When I entered seminary in 1979, American evangelicals were still fighting over inerrancy. But then Ronald Reagan happened. The GOP figured a way to capitalize on the God vote, and evangelicals gave up the Battle for the Bible to fight the culture wars.
As A Secular Faith argues in the introduction, the surge of believers into the naked public square raised a host of constitutional questions about the separation of church and state. Journalists and academics were squeamish about the influence of religion on politics. But that initial wariness quickly changed into an open embrace of faith-based politics. For some it was simply a case of “things go better with God.” For others it was a fact beyond dispute that the Constitution did not exclude religious voices from the electoral process.
Pretty much ignored in the constitutional discussions was the Christian one: What does the Lord require politically of his followers? The prevailing assumption since 1990 has been that believers have a duty to be involved in American politics, and if they don’t they will be guilty of abandoning public life to the godless.
What A Secular Faith proposes to do is examine a set of assumptions about religion and American politics held primarily by Protestants. The book examines eight of these assumptions, identifies them with important historical figures, from John Winthrop and John Witherspoon to Martin Luther King, Jr., and George W. Bush, and shows how they developed among American Protestants as these believers tried to defend and maintain a Christian America.

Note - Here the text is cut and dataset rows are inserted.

PR #1028, opened 2026-04-01
kernel: cpu/tlb: enable partial per-CPU TLB flushes

00xc:
Now that partial SMP TLB flushes are enabled using `TlbFlushScope`, update the per-CPU TLB flush methods to use the type as well. This also includes adding `TlbFlushScope` constructor methods for convenience.

### DIFF
--- a/kernel/src/cpu/tlb.rs
+++ b/kernel/src/cpu/tlb.rs
@@ -95,8 +95,8 @@ impl TlbFlushScope {
     /// Flushes all the entries in the TLB for the current CPU.
     fn flush_percpu_all(&self) {
         match self.global {
-            true => flush_tlb_global_percpu(),
-            false => flush_tlb_percpu(),
+            true => __flush_tlb_global_percpu(),
+            false => __flush_tlb_percpu(),
         }
     }
 
@@ -147,6 +147,26 @@ pub fn flush_tlb_global_sync_page(vaddr: VirtAddr, pgsize: PageSize) {
 }
 
 pub fn flush_tlb_global_percpu() {
+    TlbFlushScope::all().with_global(true).flush_percpu();
+}
+
+pub fn flush_tlb_global_percpu_range(region: MemoryRegion<VirtAddr>, pgsize: PageSize) {
+    TlbFlushScope::range(region, pgsize)
+        .with_global(true)
+        .flush_percpu();
+}
+
+pub fn flush_tlb_global_percpu_page(vaddr: VirtAddr, pgsize: PageSize) {
+    TlbFlushScope::page(vaddr, pgsize)
+        .with_global(true)
+        .flush_percpu();
+}
+
+pub fn flush_tlb_percpu() {
+    TlbFlushScope::all().with_global(false).flush_percpu();
+}
+
+fn __flush_tlb_global_percpu() {
     let cr4 = read_cr4();
 
     // SAFETY: we are not changing any execution-state relevant flags
@@ -156,7 +176,7 @@ pub fn flush_tlb_global_percpu() {
     }
 }
 
-pub fn flush_tlb_percpu() {
+fn __flush_tlb_percpu() {
     // SAFETY: reloading CR3 with its current value is always safe.
     unsafe {
         write_cr3(read_cr3());
--- a/kernel/src/cpu/tlb.rs
+++ b/kernel/src/cpu/tlb.rs
@@ -43,6 +43,36 @@ pub struct TlbFlushScope {
 }
 
 impl TlbFlushScope {
+    /// Creates a TLB flush scope for all all addresses (including global).
+    pub const fn all() -> Self {
+        Self {
+            global: true,
+            range: TlbFlushRange::All,
+        }
+    }
+
+    /// Updates the scope to include or exclude global pages, as indicated.
+    pub const fn with_global(mut self, global: bool) -> Self {
+        self.global = global;
+        self
+    }
+
+    /// Creates a new TLB flush scope, including only a range of virtual addresses
+    /// (which may be global).
+    pub const fn range(region: MemoryRegion<VirtAddr>, pgsize: PageSize) -> Self {
+        Self {
+            global: true,
+            range: TlbFlushRange::Range { region, pgsize },
+        }
+    }
+
+    /// Creates a new TLB flush scope, including only a single page (which may be
+    /// global).
+    pub fn page(va: VirtAddr, pgsize: PageSize) -> Self {
+        let region = MemoryRegion::new(va, usize::from(pgsize));
+        Self::range(region, pgsize)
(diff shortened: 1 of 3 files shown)


kernel/src/cpu/tlb.rs
```diff
@@ -43,6 +43,34 @@ pub struct TlbFlushScope {
...
+    pub const fn with_range(mut self, region: MemoryRegion<VirtAddr>, pgsize: PageSize) -> Self {
+        self.range = TlbFlushRange::Range { region, pgsize };
+        self
+    }
+
+    /// Updates the flush scope to only include a singe page.
+    pub fn with_page(self, va: VirtAddr, pgsize: PageSize) -> Self {
+        let region = MemoryRegion::new(va, usize::from(pgsize));
+        self.with_range(region, pgsize)
+    }
```
joergroedel: This interface is problematic, the chaining hints that ranges are additive when they are actually replacing. These should be separate constructors, which also avoids setting self.range twice for every creation.

kernel/src/cpu/tlb.rs
```diff
@@ -43,6 +43,34 @@ pub struct TlbFlushScope {
...
+            global: true,
+            range: TlbFlushRange::All,
+        }
+    }
+
+    /// Updates the scope to include or exclude global pages, as indicated.
+    pub const fn with_global(mut self, global: bool) -> Self {
+        self.global = global;
+        self
+    }
```
joergroedel, line 58: How about initializing `self.global` to `false` and make this method set it to `true`? This better matches the method name and saves the parameter.

joergroedel (commented):
Overall I am fine with the changes. The interface needs improvements, I left some comments.

kernel/src/cpu/tlb.rs
00xc: Global enabled seems to be the safer default, no?

00xc: I believe we discussed this in a call a few weeks ago, marking this as resolved. Having the possibility to explicitly set global to true or false seems a bit more flexible and readable, so I'll keep it this way unless there are more comments.

00xc:
Rebased on main

msft-jlange:
This change has me wondering a bit how TLB flush list structures should be managed in light of the sorts of changes that we should expect in the future.  There are two points in particular.

First, as COCONUT develops more paravisor support, I expect the `TlbFlushRange` structure to be used in more places than simply the existing TLB flush code.  In particular, there will be cases where the SVSM has to flush individual addresses of a lower privilege level, such as when implementing the Hyper-V address range flushes.  These operations, at least on TDX, require use of TDX module functions specific to TDX Partitioning and do not overlap the TLB flush ISA at all (contrast this with SNP where both same-VMPL and cross-VMPL flushes simply use INVLPGB).  So there will be value in making full use of the `TlbFlushRange` structure separately from the `TlbFlushScope` structure.

In addition, we will be adding a third type of addresses to the `TlbFlushRange` structure which is a list of addresses rather than simply a single contiguous range (it will mostly likely be a list of run-length-encoded ranges for ease of mapping both to the Hyper-V address range list structure and the TDX Partitioning TLB flush list structure, both of which use identical RLE encodings for address lists).  That means there will end up being an additional type of construction of `TlbFlushRange`, which I expect will be embodied as `TlbFlushRange::push(&mut self, vaddr: VirtAddr)` so that code that loops over virtual address ranges can push individual addresses based on dynamic conditions (such as whether PTEs in a range are all valid, or have been accessed).

Taken together, I wonder whether the future direction will be to separate `TlbFlushRange` and `TlbFlushScope` such that either `TlbFlushScope` includes a `&TlbFlushRange` instead of embedding an actual `TlbFlushRange` object, especially to faciliate the dyamic, iterative construction of a list of addresses.  If we do that, then methods like `TlbFlushScope::page()` and `TlbFlushScope::range()` become less useful, and becomes replaced with patterns that construct the range first and the scope later.  In fact, if the semantics of the scope are limited to the set of processors involved and/or the global state, and the semantics of the range are the list of addresses involved, then they are truly orthogonal and the preferred pattern may well be to have all of the TLB flush functions take both a `TlbFlushRange` and `TlbFlushScope` as separate parameters instead of trying to fuse them together.

All of this is somewhat hypothetical because the code doesn't exist yet, but if there's a strong potential for moving TLB flush in this direction - as I think there will be - I wonder whether we should be moving the code in the opposite direction in the short term, only to rewrite it again later.

00xc:
> In addition, we will be adding a third type of addresses to the TlbFlushRange structure which is a list of addresses rather than simply a single contiguous range (it will mostly likely be a list of run-length-encoded ranges for ease of mapping both to the Hyper-V address range list structure and the TDX Partitioning TLB flush list structure, both of which use identical RLE encodings for address lists). That means there will end up being an additional type of construction of TlbFlushRange, which I expect will be embodied as TlbFlushRange::push(&mut self, vaddr: VirtAddr) so that code that loops over virtual address ranges can push individual addresses based on dynamic conditions (such as whether PTEs in a range are all valid, or have been accessed).

That can be hidden behind new constructors/methods. I also assume this has to do with the IPI buffer concern you mentioned on my previous PR. The point here is that the internal details of `TlbFlushRange` can be changed while we keep the amount of users low, which PR does by keeping it all behind the public functions in `kernel/src/cpu/tlb.rs`.

> Taken together, I wonder whether the future direction will be to separate `TlbFlushRange` and `TlbFlushScope` such that either `TlbFlushScope` includes a `&TlbFlushRange` instead of embedding an actual `TlbFlushRange` object, especially to faciliate the dyamic, iterative construction of a list of addresses. If we do that, then methods like `TlbFlushScope::page()` and `TlbFlushScope::range()` become less useful, and becomes replaced with patterns that construct the range first and the scope later. In fact, if the semantics of the scope are limited to the set of processors involved and/or the global state, and the semantics of the range are the list of addresses involved, then they are truly orthogonal and the preferred pattern may well be to have all of the TLB flush functions take both a `TlbFlushRange` and `TlbFlushScope` as separate parameters instead of trying to fuse them together.

Sure, which is why for now all of this is hidden behind public functions and I did not inline the constructors into the callers. That way we can change them later if code evolves in that direction if necessary.

> All of this is somewhat hypothetical because the code doesn't exist yet, but if there's a strong potential for moving TLB flush in this direction - as I think there will be - I wonder whether we should be moving the code in the opposite direction in the short term, only to rewrite it again later.

The code can easily be pulled out. `TlbFlushScope` is a wrapper over a `TlbFlushRange` with an added boolean to distinguish whether global addresses should be flushed. And even then that could be embeddeded in `TlbFlushScope`, I just didn't do it in order to avoid repeating the field across enum variants.

msft-jlange (approved):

The first chapter accordingly begins with John Winthrop’s appeal to the biblical refrain of a “city on a hill” and examines the eschatology that has informed American Protestant appeals to their nation’s providential role in human history. The problem, as I see it, is that a flawed eschatology has resulted in two significant errors. The first is an identification of God’s redemptive purposes with the U.S.A. Although many Reformed Christians know better than to equate the U.S.A. with Israel, many Presbyterians do think of America in religious categories that fail to do justice to sovereignty and legitimacy of other nation-states, as if America were better because of its Christian heritage. A second and more important error has been to undervalue the institutional church as the locus of God’s saving work. Because of sufficiency of Christ’s ministry, God’s redemptive purposes are now being carried out not by Israel (or any nation) but by the church, a trans-national and spiritual institution.

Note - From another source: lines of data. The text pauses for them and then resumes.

PR #1029, opened 2026-04-02
bldr: introduce a new boot loader

msft-jlange:
Since the kernel boot image is fully prepared in the IGVM file builder (or nearly so), the requirements for a boot loader have been dramatically reduced.  This PR introduces a new boot loader which performs the necessary finalization of the boot image based on runtime configuration when necessary (such as modification of page tables for the SNP C-bit).  Because this boot loader is so simple, it does not rely on any of the code built into the kernel, so it can eliminate the need to share complex kernel code across multiple binary components.

In the future, this boot loader can be expanded to perform additional tasks (such as randomization of the kernel address space) but even that additional logic can be built using either small, dedicated code or small, shared components rather than having to rely on the complexity of the kernel logic that initializes a full runtime environment to support boot loader functionality.

### DIFF
--- a/boot/bldr/src/main.rs
+++ b/boot/bldr/src/main.rs
@@ -1,0 +1,345 @@
+// SPDX-License-Identifier: MIT OR Apache-2.0
+//
+// Copyright (c) Microsoft Corporation
+//
+// Author: Jon Lange <jlange@microsoft.com>
+
+#![no_std]
+#![no_main]
+
+mod temp_maps;
+
+use crate::temp_maps::TempMappings;
+use bootdefs::kernel_launch::BldrLaunchInfo;
+use bootdefs::kernel_launch::KernelLaunchInfo;
+use bootdefs::platform::SvsmPlatformType;
+use core::alloc::GlobalAlloc;
+use core::alloc::Layout;
+use core::arch::global_asm;
+use core::mem::offset_of;
+use core::slice;
+use cpuarch::sev_status::MSR_SEV_STATUS;
+use cpuarch::sev_status::SEVStatusFlags;
+use cpuarch::x86::CR0Flags;
+use cpuarch::x86::EFERFlags;
+use cpuarch::x86::MSR_EFER;
+
+global_asm!(
+    r#"
+        .section .text
+        .section .startup.text,"ax"
+        .code32
+
+        .globl startup_32
+        startup_32:
+
+        /* Upon entry, ESI holds the high 32 bits of VTOM. */
+
+        /* Save pointer to startup structure in EBP */
+        movl %esp, %ebp
+
+        /* Save the platform type for future use.  The platform type is loaded
+         * in EAX upon entry. */
+        movl %eax, {PLATFORM}(%ebp)
+
+        /* Check to see whether this is an SNP system.  If not, no page table
+         * manipulation is required. */
+        cmpl $1, %eax
+        jnz page_tables_ready
+
+        /* Check to see whether vTOM is active on this system.  If so, no page
+         * table manipulation is necessary */
+        movl ${MSR_SEV_STATUS}, %ecx
+        rdmsr
+        testl ${VTOM}, %eax
+        jnz page_tables_ready
+
+        /* Locate the CPUID page */
+        movl {CPUID_PAGE}(%ebp), %edx
+
+        /* Determine the number of entries and the address of the first
+         * entry.  The contents of the CPUID page have been validated by
+         * the SNP firmware so the data can be trusted directly. */
+        movl (%edx), %ecx
+        leal 16(%edx), %edx
+
+    10:
+        /* Check to see whether this entry is the extended SEV leaf.  If not,
+         * keep searching */
+        cmpl $0x8000001F, (%edx)
+        jz 11f
+        leal 48(%edx), %edx
+        dec %ecx
+        jnz 10b
+        ud2
+
+    11:
+        /* The C-bit position is encoded as the low 6 bits of the EBX field. */
+        mov 28(%edx), %eax
+        andl $0x3F, %eax
+
+        /* Save the C-bit position for later use. */
+        movl %eax, {C_BIT_POS}(%ebp)
+
+        /* Obtain the bounds of the page tables. */
+        movl {PT_START}(%ebp), %ecx
+        movl {PT_END}(%ebp), %edx
+
+        /* Insert the C-bit into each valid PTE. */
+    1:
+        testl $1, (%ecx)
+        jz 2f
+        bts %eax, (%ecx)
+    2:
+        addl $8, %ecx
+        cmp %edx, %ecx
+        jb 1b
+
+    page_tables_ready:
+        /* The page tables are now configured, so enable long mode. */
+        movl ${MSR_EFER}, %ecx
+        rdmsr
+        movl %eax, %ebx
+
+        /* Include both EFER.LME and EFER.NXE since the page tables will use
+         * the NX bit. */
+        orl $({EFER_LME} | {EFER_NXE}), %eax
+
+        /* Don't write the MSR if it is already correct. */
+        cmpl %eax, %ebx
+        jz 3f
+        wrmsr
+    3:
+        /* Enable paging so that long mode can be activated. */
+        movl {PT_ROOT}(%ebp), %edx
+        movl %edx, %cr3
+        movl %cr0, %eax
+        bts ${PG_SHIFT}, %eax
+        movl %eax, %cr0
+
+        /* Establish the correct GDT and jump to the 64-bit entry point. */
+        movl $gdt64_desc, %eax
+        lgdt (%eax)
+        ljmpl $0x8, $startup_64
+
+        .code64
+
+    startup_64:
+        /* Reload the data segments with 64bit descriptors. */
+        movw $0x10, %ax
+        movw %ax, %ds
+        movw %ax, %es
+        movw %ax, %fs
+        movw %ax, %gs
+        movw %ax, %ss
+
+        /*
+         * Follow the C calling convention for x86-64:
+         *
+         * - Pass &BldrLaunchInfo as the first argument (%rdi)
+         * - Pass VTOM as the second argument (%rsi)
+         * - Make sure (%rsp + 8) is 16b-aligned when control is transferred
+         *   to stage2_main
+         */
+        movl %ebp, %edi
+        shlq $32, %rsi
+        andq $~0xf, %rsp
+
+        /* Mark the next stack frame as the bottom frame */
+        xor %rbp, %rbp
+
+        call bldr_main
+
+        .globl switch_to_kernel
+    switch_to_kernel:
+        /* Switch to the kernel stack. */
+        movq %rsi, %rsp
+
+        /* Load the platform type into rax as expected by the kernel */
+        movq %rdx, %rax
+
+        /* Enter the kernel. */
+        push %rdi
+        ret
+
+        .globl pvalidate_one
+    pvalidate_one:
+        movq %rdi, %rax
+        xorl %ecx, %ecx
+        movl $1, %edx
+        pvalidate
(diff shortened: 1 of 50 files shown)


tools/igvmbuilder/src/initial_stack.rs
```diff
@@ -44,26 +44,70 @@ impl Stage2Stack {
...
+            kernel_entry: boot_image_info.context.entry_point,
+            kernel_stack: boot_image_info.context.initial_stack,
+            kernel_launch_info: boot_image_info.kernel_launch_info,
+            kernel_pt_vaddr: boot_image_info.kernel_page_tables_virt_base,
+            kernel_pt_count: boot_image_info.total_pt_pages,
+            kernel_pdpt_paddr: boot_image_info.kernel_pdpt_paddr,
+            kernel_pml4e_index: boot_image_info.kernel_pml4e_index,
+            page_table_start: gpa_map.init_page_tables.get_start() as u32,
+            page_table_end: gpa_map.init_page_tables.get_end() as u32,
+            page_table_root: gpa_map.init_page_tables.get_start() as u32,
```
peterfang: `page_table_start` and `page_table_root` appear to be the same (and therefore `PT_START` and `PT_ROOT` in bldr)?

boot/bldr/src/main.rs
```diff
@@ -0,0 +1,328 @@
...
+use core::mem::offset_of;
+use core::slice;
+use cpuarch::sev_status::MSR_SEV_STATUS;
+use cpuarch::sev_status::SEVStatusFlags;
+use cpuarch::x86::EFERFlags;
+use cpuarch::x86::MSR_EFER;
+
+global_asm!(
+    r#"
+        .text
```
peterfang: We discussed using `.section .text` instead [here](https://github.com/coconut-svsm/svsm/pull/978#discussion_r2857015973) so might as well continue doing it

boot/bldr/src/main.rs
```diff
@@ -0,0 +1,328 @@
...
+
+        /* Don't write the MSR if EFER_LME is already set.  This is required
+         * for certain versions of the TDX module. */
+        testl ${EFER_LME}, %eax
+        jnz 3f
+
+        /* Include NXE as well. */
+        orl $({EFER_LME} | {EFER_NXE}), %eax
+        wrmsr
+    3:
```
peterfang: To add more clarity, we can add a comment saying EFER.NXE is always expected to be set on TDX platforms. In boot_stage2, we test EFER for `EFER_LME | EFER_NXE`, and that's also an option for here

boot/bldr/src/main.rs
```diff
@@ -0,0 +1,328 @@
...
+        /* Enable paging so that long mode can be activated. */
+        movl {PT_ROOT}(%ebp), %edx
+        movl %edx, %cr3
+        movl %cr0, %eax
+        bts $31, %eax
```
peterfang: You can use `cpuarch::x86::CR0Flags::PG.bits()` here

boot/bldr/src/main.rs
```diff
@@ -0,0 +1,328 @@
...
+        xorl %ecx, %ecx
+        movl $1, %edx
+        pvalidate
+        jb 1f
+        ret
+    1:
+        ud2
+
+        .data
+        .align 16
```
peterfang, line 177: Nit: since there are no system descriptors in this GDT, `.align 8` should work just as well

boot/bldr/src/main.rs
```diff
@@ -0,0 +1,328 @@
...
+    gdt64:
+        .quad 0
+        .quad 0x00af9a000000ffff /* 64 bit code segment */
+        .quad 0x00cf92000000ffff /* 64 bit data segment */
+    gdt64_end:
+
+    gdt64_desc:
+        .word gdt64_end - gdt64 - 1
+        .quad gdt64
+
```
peterfang: Nit: extra empty line

joergroedel (commented):
Booting on native works.
Loading on SNP fails with an error from SNP_LAUNCH_UPDATE, probably a problem with the IGVM file:
```
qemu-system-x86_64: SNP_LAUNCH_UPDATE ret=-5 fw_error=0 ''
```

msft-jlange:
> Booting on native works. Loading on SNP fails with an error from SNP_LAUNCH_UPDATE, probably a problem with the IGVM file:
> 
> ```
> qemu-system-x86_64: SNP_LAUNCH_UPDATE ret=-5 fw_error=0 ''
> ```

@joergroedel I'm going to need a little bit of help from you to debug this.  I don't see any issues on Hyper-V, and there's not enough information here for me to have any clue what's going on.  It would be nice if the error message included a GPA so we could know which page has an issue, and the "fw_error=0" suggests to me that the PSP command didn't actually return an error code so it's as if something is going wrong within QEMU itself.  Perhaps you can get better diagnostic information about what actually failed.

tools/igvmbuilder/src/initial_stack.rs
msft-jlange: This is how we happen to lay out the page tables today (where the paging root is the first of the page table pages) but I don't want to require that as part of the architecture.  We can maintain more independence across the different components if the boot loader makes no assumptions about where the paging root sits within the set of page table pages.

boot/bldr/src/main.rs
msft-jlange: It would, but if we ever decide to add a descriptor, we will probably want 16-byte alignment.  At this point, I think 8 bytes of padding space is really no concern, so I'd rather keep it for general consistency and future-proofing unless we have a good reason to change it.

boot/bldr/src/main.rs
msft-jlange: Not sure I follow.  `PG.bits()` evaluates to `0x8000_0000` but what I need is `31`.  The use of 31 as a constant is present in the current boot_stage2 so I'm just maintaining the existing pattern.

peterfang: `cpuarch::x86::CR0Flags::PG.bits().trailing_zeros()` should work. Since you already did the work of moving more things into cpuarch, and EFER_* and CR4_PAE are now being used, this could help with code readability. Not a requirement if you feel strongly against it

msft-jlange: That does work, and I agree that it makes the intention much more clear.

boot/bldr/src/main.rs
```diff
@@ -0,0 +1,330 @@
...
+    2:
+        addl $8, %ecx
+        cmp %edx, %ecx
+        jb 1b
+
+    page_tables_ready:
+        /* The page tables are now configured, so enable long mode. */
+        movl ${MSR_EFER}, %ecx
+        rdmsr
+        movl %eax, %esi
```
joergroedel: This corrupts `%ESI` which carries `VTOM`, no?

joergroedel:
This still fails with the SNP_LAUNCH_UPDATE error:

```
char device redirected to /dev/pts/4 (label serial1)
qemu-system-x86_64: SNP_LAUNCH_UPDATE ret=-5 fw_error=0 ''
```

Tracing the high-level ioctls shows it fails here:

```
 qemu-system-x86-17818 [013] .....  1434.925821: bprint:               sev_mem_enc_ioctl: SNP_LAUNCH_UPDATE: gfn: 0x8000298 type: 4 len: 0 ret: 0
 qemu-system-x86-17818 [013] .....  1434.926753: bprint:               sev_mem_enc_ioctl: SNP_LAUNCH_UPDATE: gfn: 0x8000297 type: 4 len: 0 ret: 0
 qemu-system-x86-17818 [013] .....  1434.927841: bprint:               sev_mem_enc_ioctl: SNP_LAUNCH_UPDATE: gfn: 0x8000296 type: 4 len: 0 ret: 0
 qemu-system-x86-17818 [013] .....  1434.929760: bprint:               sev_mem_enc_ioctl: SNP_LAUNCH_UPDATE: gfn: 0x12 type: 1 len: 0 ret: 0
 qemu-system-x86-17818 [013] .....  1434.935759: bprint:               sev_mem_enc_ioctl: SNP_LAUNCH_UPDATE: gfn: 0x806 type: 1 len: 0 ret: 0
 qemu-system-x86-17818 [013] .....  1434.936824: bprint:               sev_mem_enc_ioctl: SNP_LAUNCH_UPDATE: gfn: 0x807 type: 1 len: 0 ret: 0
 qemu-system-x86-17818 [013] .....  1434.938808: bprint:               sev_mem_enc_ioctl: SNP_LAUNCH_UPDATE: gfn: 0x808 type: 6 len: 0 ret: 0
 qemu-system-x86-17818 [013] .....  1434.952189: bprint:               sev_mem_enc_ioctl: SNP_LAUNCH_UPDATE: gfn: 0x811 type: 1 len: 0 ret: 0
 qemu-system-x86-17818 [008] .....  1436.008046: bprint:               sev_mem_enc_ioctl: SNP_LAUNCH_UPDATE: gfn: 0x100000 type: 1 len: 0 ret: 0
 qemu-system-x86-17818 [008] .....  1436.743214: bprint:               sev_mem_enc_ioctl: SNP_LAUNCH_UPDATE: gfn: 0x8000277 type: 1 len: 0 ret: 0
 qemu-system-x86-17818 [008] .....  1436.760908: bprint:               sev_mem_enc_ioctl: SNP_LAUNCH_UPDATE: gfn: 0x8000286 type: 1 len: 0 ret: 0
 qemu-system-x86-17818 [008] .....  1436.766766: bprint:               sev_mem_enc_ioctl: SNP_LAUNCH_UPDATE: gfn: 0x800028b type: 1 len: 0 ret: 0
 qemu-system-x86-17818 [008] .....  1436.774854: bprint:               sev_mem_enc_ioctl: SNP_LAUNCH_UPDATE: gfn: 0x8000292 type: 1 len: 0 ret: 0
 qemu-system-x86-17818 [008] .....  1436.775940: bprint:               sev_mem_enc_ioctl: SNP_LAUNCH_UPDATE: gfn: 0x8000293 type: 1 len: 0 ret: 0
 qemu-system-x86-17818 [008] .....  1436.777094: bprint:               sev_mem_enc_ioctl: SNP_LAUNCH_UPDATE: gfn: 0x8000295 type: 1 len: 0 ret: 0
 qemu-system-x86-17818 [008] .....  1436.777101: bprint:               sev_mem_enc_ioctl: SNP_LAUNCH_UPDATE: gfn: 0x8000294 type: 1 len: 4096 ret: -5
```

Hope that helps in debugging this, I can do more tracing if needed.

joergroedel:
I believe the Linux kernels `guest_memfd` returns an error when a page is deployed twice, might this be the issue here?

boot/bldr/src/main.rs
msft-jlange: You are correct.  This is fixed now.

msft-jlange:
> I believe the Linux kernels `guest_memfd` returns an error when a page is deployed twice, might this be the issue here?

In the trace you pasted here, there is no page number listed twice, so that can't be the issue.  The `len: 4096` seems suspicious because every other page has `len: 0`.  However, the QEMU IGVM that I build looks nothing like the one you've pasted here.  I can't fully replicate what you have because I don't have an OVMF FW image to embed in the IGVM, but my page list looks totally different.  For example, I see a set of zero-filled pages from 0x800 through 0x805 as well as data-filled pages from 0x809-0x810.  I don't have a page at 4 GB, and the pages I see above 512 GB start at 0x8000000 and continue sequentially.  So I think we're going to have to dig into your IGVM generation to figure out what is going into it,.

joergroedel (approved):
Thanks for the update, testing now passes on my side.

peterfang:
The latest revision appears to have many additional changes, including a new file `temp_maps.rs`. Does this need some more review?

msft-jlange:
> The latest revision appears to have many additional changes, including a new file `temp_maps.rs`. Does this need some more review?

@peterfang that's up to you.  It couldn't hurt.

This does not appear to me to be a very controversial argument for anyone who has imbibed the redemptive historical insights of a Geerhardus Vos or a John Murray. And yet, recognizing that God’s saving work is now spiritual and not physical, ecclesiological and not civil, is a proposition that does not sit well with Protestants who continue to think in some way of America as a Christian nation. (I’d prefer that we not get too hung up on the spiritual-physical distinction, as if I’m a gnostic. I do believe in the importance and goodness of the physical world and the human body, and do recognize that the church has physical dimensions such as bread and wine, baptismal water, pages of the Word, and diaconal ministry, not to mention state laws that allow churches in America not to pay taxes.)

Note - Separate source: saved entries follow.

PR #1030, opened 2026-04-02
kernel: centralize CPUID feature discovery

00xc:
The SVSM uses CPUID in multiple places to discover certain features about the environment it runs in (like CET support, FPU features or hypervisor enumeration). The use of CPUID is not consistent, as sometimes the actual instruction is used, but other times the platform abstraction is used.

This PR centralizes the use of CPUID in the following manner:
1. A new universal `cpuid()` function is added, using the `SvsmPlatform` as a backend.
2. Users of CPUID are converted to the new `cpuid()` function. On SEV-SNP in particular this reduces the amount of #VC exceptions that need to be handled.
3. Centralize all CPUID discovery into a lookup table. Items in the lookup table are cached, so CPUID usage is drastically reduced in the long run. This makes uses of CPUID much cleaner, and removes the need for manual, ad-hoc caching for the values queried from CPUID.

### DIFF
--- a/kernel/src/cpu/vc.rs
+++ b/kernel/src/cpu/vc.rs
@@ -8,7 +8,7 @@ use super::idt::common::X86ExceptionContext;
 use crate::address::Address;
 use crate::address::VirtAddr;
 use crate::cpu::X86GeneralRegs;
-use crate::cpu::cpuid::{CpuidLeaf, cpuid_table_raw};
+use crate::cpu::cpuid::cpuid_table_raw;
 use crate::cpu::percpu::current_ghcb;
 use crate::cpu::percpu::this_cpu;
 use crate::debug::gdbstub::svsm_gdbstub::handle_debug_exception;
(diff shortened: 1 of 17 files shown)


kernel/src/cpu/vc.rs
```diff
@@ -248,26 +248,22 @@ fn handle_cpuid(ctx: &mut X86ExceptionContext) -> Result<(), SvsmError> {
...
 fn snp_cpuid(ctx: &mut X86ExceptionContext) -> Result<(), SvsmError> {
-    let mut leaf = CpuidLeaf::new(ctx.regs.rax as u32, ctx.regs.rcx as u32);
-    let xcr0_in = if leaf.cpuid_fn == 0xD && (leaf.cpuid_subfn == 1 || leaf.cpuid_subfn == 0) {
+    let cpuid_fn = ctx.regs.rax as u32;
+    let cpuid_subfn = ctx.regs.rcx as u32;
+    let xcr0_in = if cpuid_fn == 0xD && (cpuid_subfn == 1 || cpuid_subfn == 0) {
         1
     } else {
         0
     };
```
joergroedel, line 257: Not introduced by this PR, but I think this is a bug. The real `XCR0` value should be used here. If the given value is not in the CPUID table, SVSM should forward the request to the hypervisor. Otherwise the is the risk of allocating a too small XSAVE area and data corruption on each task switch.

joergroedel: Created issue #1057 to track this problem.

joergroedel (approved):
Thanks, changes look good to me. Testing also passed.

So one important question to consider at the outset of this diablog is this: to what extent does eschatology determine one’s understanding of the relationship between church and state? Is the idea of a Christian America a hangover of postmillennial optimism (with premillennialism being the pessimistic flipside)? In other words, is the spirituality of the church (a topic to be discussed more fully in later weeks) merely the logical consequence of amillennialism?